= 1,5-Diaza-3,7-diphosphacyclooctanes =

Class of chemical compounds

P2N2 ligand structure

1,5-Diaza-3,7-diphosphacyclooctanes are organophosphorus compounds with the formula [R'NCH_{2}P(R)CH_{2}]_{2}, often abbreviated P^{R}_{2}N^{R'}_{2}. They are air-sensitive white solids that are soluble in organic solvents. The ligands exist as meso and d,l-diastereomers, but only the meso forms function as bidentate ligands.

Some metal-P^{R}_{2}N^{R'}_{2} complexes catalyze the hydrogen evolution reaction as well as the oxidation of hydrogen (H_{2}). The catalytic mechanism involves the interaction of substrate with the amines in the second coordination sphere.

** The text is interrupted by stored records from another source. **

PR #6296, opened 2024-02-22
Update autostart_systemd.rst

pablo8itall:
When creating the name of the of the systemd file you need to add the instance name after the @ symbol, e.g. red@MyInstance.service, as the service file uses the %I for this information.

added some text explaining that the instance name needs to be used when naming the file.

Yes

### DIFF
--- a/docs/autostart_systemd.rst
+++ b/docs/autostart_systemd.rst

==Synthesis and reactions==
The ligands are prepared by the condensation of a primary phosphine, formaldehyde, and a primary amine:
2 RPH2 + 4 CH2O + 2 RNH2 → [RNCH2P(R')CH2]2 + 4 H2O

Diazadiphosphacyclooctanes function as chelating diphosphine ligands. Typical nickel complexes contain two such ligands are give the formula [Ni(P^{R}_{2}N^{R'}_{2})_{2}]^{2+}.

Cationic complexes of these P2N2 and related ligands often exhibit enhanced reactivity toward H_{2}. These complexes serve as electrocatalysts for H_{2} evolution.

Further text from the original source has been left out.